The Tribune has a piece on the American Community Survey's discouraging new numbers about poverty and middle-class incomes in the area:

The trend of increasing financial woes, dating back to the recession that began in late 2007, also includes a shrinking paycheck for those who are employed as people who were laid off from white-collar jobs take lower-paying work where they can get it. Last year the median household income in Chicago was $43,628 — $4,000 less than in 2009 and part of a steady decline over the past three years, the census figures show.

[snip]

The number of workers in 2011 who earned $25,000 to $35,000 grew by nearly 9,300 compared with 2010, according to survey estimates. Meanwhile, the number of people with annual salaries of $75,000 to $100,000 dropped by almost 4,000 during the same period.

This is consistent with stuff I've written about before: the "low-wage recovery," which is a feature of the specific sort of economic collapse the country went/is going through. But measures of poverty can be complicated, depending on what you factor in—U. of C. prof Bruce Meyer has focused much of his research on expanding the measures to include government supports like EITC and noncash benefits changes the conventional wisdom of increasing poverty. Or at least focuses on a different definition, economic well-being in comparison to income.
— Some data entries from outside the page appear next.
PR #5099, opened 2025-10-07
Improve Extensions page

sarahhaggarty:
This PR improves the examples and overall structure of the Extensions page.

### DIFF
--- a/docs/topics/extensions.md
+++ b/docs/topics/extensions.md
@@ -1,55 +1,191 @@
 [//]: # (title: Extensions)
 
-Kotlin provides the ability to extend a class or an interface with new functionality
-without having to inherit from the class or use design patterns such as _Decorator_.
-This is done via special declarations called _extensions_.
+Kotlin _extensions_ let you extend a class or an interface with new functionality without using inheritance or
+design patterns like _Decorator_. They are useful when working with third-party libraries you can't modify 
+directly. Once created, you call these extensions as if they were members of the original class or interface.
 
-For example, you can write new functions for a class or an interface from a third-party library that you can't modify.
-Such functions can be called in the usual way, as if they were methods of the original class.
-This mechanism is called an _extension function_. There are also _extension properties_ that let you define
-new properties for existing classes.
+The most common forms of extensions are [_extension functions_](#extension-functions) and [_extension properties_](#extension-properties).
+
+Importantly, extensions don't modify the classes or interfaces they extend. When you define an extension, you don't add new members.
+You make new functions callable or new properties accessible using the same syntax.
+
+## Receivers
+
+Extensions are always called on a receiver. The receiver has to have the same type as the class or interface being extended.
+To use an extension, prefix it with the receiver followed by a `.` and the function or property name.
+
+For example, the [`.appendLine()`](https://kotlinlang.org/api/core/kotlin-stdlib/kotlin.text/or-empty.html) extension function from the standard library extends the `StringBuilder` class.
+So in this case, the receiver is a `StringBuilder` instance, and the _receiver type_ is `StringBuilder`:
+
+```kotlin
+fun main() { 
+//sampleStart
+    // builder is an instance of StringBuilder
+    val builder = StringBuilder()
+        // Calls .appendLine() extension function on builder
+        .appendLine("Hello")
+        .appendLine()
+        .appendLine("World")
+    println(builder.toString())
+    // Hello
+    //
+    // World
+}
+//sampleEnd
+```
+{kotlin-runnable="true" kotlin-min-compiler-version="1.3" id="kotlin-extension-function-stringbuilder"}
 
 ## Extension functions
 
-To declare an extension function, prefix its name with a _receiver type_, which refers to the type being extended.
-The following adds a `swap` function to `MutableList<Int>`:
+Before creating your own extension functions, see if what you are looking for is already available in the Kotlin [standard library](https://kotlinlang.org/api/core/kotlin-stdlib/).
+The standard library provides many useful extension functions for:
+
+* Operating on collections: [`.map()`](https://kotlinlang.org/api/core/kotlin-stdlib/kotlin.collections/map.html), [`.filter()`](https://kotlinlang.org/api/core/kotlin-stdlib/kotlin.collections/filter.html), [`.reduce()`](https://kotlinlang.org/api/core/kotlin-stdlib/kotlin.collections/reduce.html), [`.fold()`](https://kotlinlang.org/api/core/kotlin-stdlib/kotlin.collections/fold.html), [`.groupBy()`](https://kotlinlang.org/api/core/kotlin-stdlib/kotlin.collections/group-by.html).
+* Converting to strings: [`.joinToString()`](https://kotlinlang.org/api/core/kotlin-stdlib/kotlin.collections/join-to-string.html).
+* Working with null values: [`.filterNotNull()`](https://kotlinlang.org/api/core/kotlin-stdlib/kotlin.collections/filter-not-null.html).
+
+To create your own extension function, prefix its name with a receiver type followed by a `.`. In this example, the `.truncate()`
+function extends the `String` class, so the receiver type is `String`:
 
 ```kotlin
-fun MutableList<Int>.swap(index1: Int, index2: Int) {
-    val tmp = this[index1] // 'this' corresponds to the list
-    this[index1] = this[index2]
-    this[index2] = tmp
+fun String.truncate(maxLength: Int): String {
+    return if (this.length <= maxLength) this else take(maxLength - 3) + "..."
+}
+
+fun main() {
+    val shortUsername = "KotlinFan42"
+    val longUsername = "JetBrainsLoverForever"
+
+    println("Short username: ${shortUsername.truncate(15)}") 
+    // KotlinFan42
+    println("Long username:  ${longUsername.truncate(15)}")
+    // JetBrainsLov...
 }
 ```
+{kotlin-runnable="true" kotlin-min-compiler-version="1.3" id="kotlin-extension-function-truncate"}
 
-The `this` keyword inside an extension function corresponds to the receiver object (the one that is passed before the dot).
-Now, you can call such a function on any `MutableList<Int>`:
+The `.truncate()` function truncates any string that it's called on by the number in the `maxLength` argument and adds an ellipsis `...`.
+If the string is shorter than `maxLength`, the function returns the original string.
 
-```kotlin
-val list = mutableListOf(1, 2, 3)
-list.swap(0, 2) // 'this' inside 'swap()' will hold the value of 'list'
-```
-
-This function makes sense for any `MutableList<T>`, and you can make it generic:
+In this example, the `.displayInfo()` function extends the `User` interface:
 
 ```kotlin
-fun <T> MutableList<T>.swap(index1: Int, index2: Int) {
-    val tmp = this[index1] // 'this' corresponds to the list
-    this[index1] = this[index2]
-    this[index2] = tmp
+interface User {
+    val name: String
+    val email: String
+}
+
+fun User.displayInfo(): String = "User(name=$name, email=$email)"
+
+// Inherits from and implements the properties of the User interface
+class RegularUser(override val name: String, override val email: String) : User
+
+fun main() {
+    val user = RegularUser("Alice", "alice@example.com")
+    println(user.displayInfo()) 
+    // User(name=Alice, email=alice@example.com)
 }
 ```
+{kotlin-runnable="true" kotlin-min-compiler-version="1.3" id="kotlin-extension-function-interface"}
 
-You need to declare the generic type parameter before the function name to make it available in the receiver type expression.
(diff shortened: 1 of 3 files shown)


docs/topics/extensions.md
```diff
@@ -1,55 +1,195 @@
...
+Kotlin _extensions_ let you extend a class or an interface with new functionality without using inheritance or
+design patterns like _Decorator_. They are useful when working with third-party libraries you can't modify 
+directly. Once created, you call these extensions as if they were members of the original class or interface.
 
-For example, you can write new functions for a class or an interface from a third-party library that you can't modify.
-Such functions can be called in the usual way, as if they were methods of the original class.
-This mechanism is called an _extension function_. There are also _extension properties_ that let you define
-new properties for existing classes.
+The most common forms of extensions are _extension functions_ and [_extension properties_](#extension-properties), which
+are available in [companion objects](#companion-object-extensions) as well as classes and interfaces.
```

consumption poverty measures graph

Translated:

Figure 6 presents relative poverty trends for several income and consumption measures. In general, the level of consumption relative poverty is much lower than that of income relative poverty due to the lower dispersion of consumption. Unlike absolute poverty, which falls noticeably during the 1960s, relative poverty remains flat for both income and consumption based measures. Relative poverty also changes very little in the 1970s. Since then the trends are not pronounced: money income poverty has moved upward slightly, while after-tax income poverty has trended downward slightly. Consumption relative poverty has also trended downward slightly since the mid-1980s, though the measure including health insurance has been rising slowly since 2000.

The point isn't, experts agree, everything is fine, it's that "considerable progress has been made at reducing severe deprivation." Which is great, but it doesn't obviate the problem of income-relative poverty.

Anyway, while I was refreshing my memory on research into the different measures of poverty, I came across a remarkable poll from Gallup,conducted late last year, which asked a couple questions about income inequality and compared the answers over time.

No surprise there—middle-class jobs are giving way to low-wage jobs, unemployment is high. But this surprised me, a bit at least:

Much has been made about Mitt Romney's recently uncovered comment that "47 percent of the people who will vote for the president no matter what… who are dependent upon government… who believe that they are entitled to health care, to food, to housing, to you name it," and that this will hurt him a lot. My reaction is that it won't, gleaned perhaps from growing up on the outskirts of a historically poor, historically conservative, and historically government-dependent region. Being dependent on government is not the same as feeling entitled to it; in a culture that places an emphasis on self-reliance, it causes considerable tensions:

Because the government programs were the most visible, well-functioning industry in town, many locals set on them with a special brand of ire. They were helping a lot of people—more than anyone wanted to acknowledge—but they also seemed like an attack on a way of life. Sue felt the same way. “I think we’ve been helped so much,” she says, “we’re getting helped to death.” Government benefits, from welfare to Social Security to the Earned Income Tax Credit, account for 53 percent of all the [Owsley County's] income.

The most recent polling after Mother Jones obtained Romney's comments seems to bear that out. 59 percent said that Romney "unfairly dismissed almost half of Americans," but only 43 percent viewed him less favorably, and 41 percent "felt the former Massachusetts governor was making an important point about the U.S. government." The War on Poverty and the many skirmishes thereafter reduced deprevation, but as incomes decline the number of people dealing with these tensions continues to increase.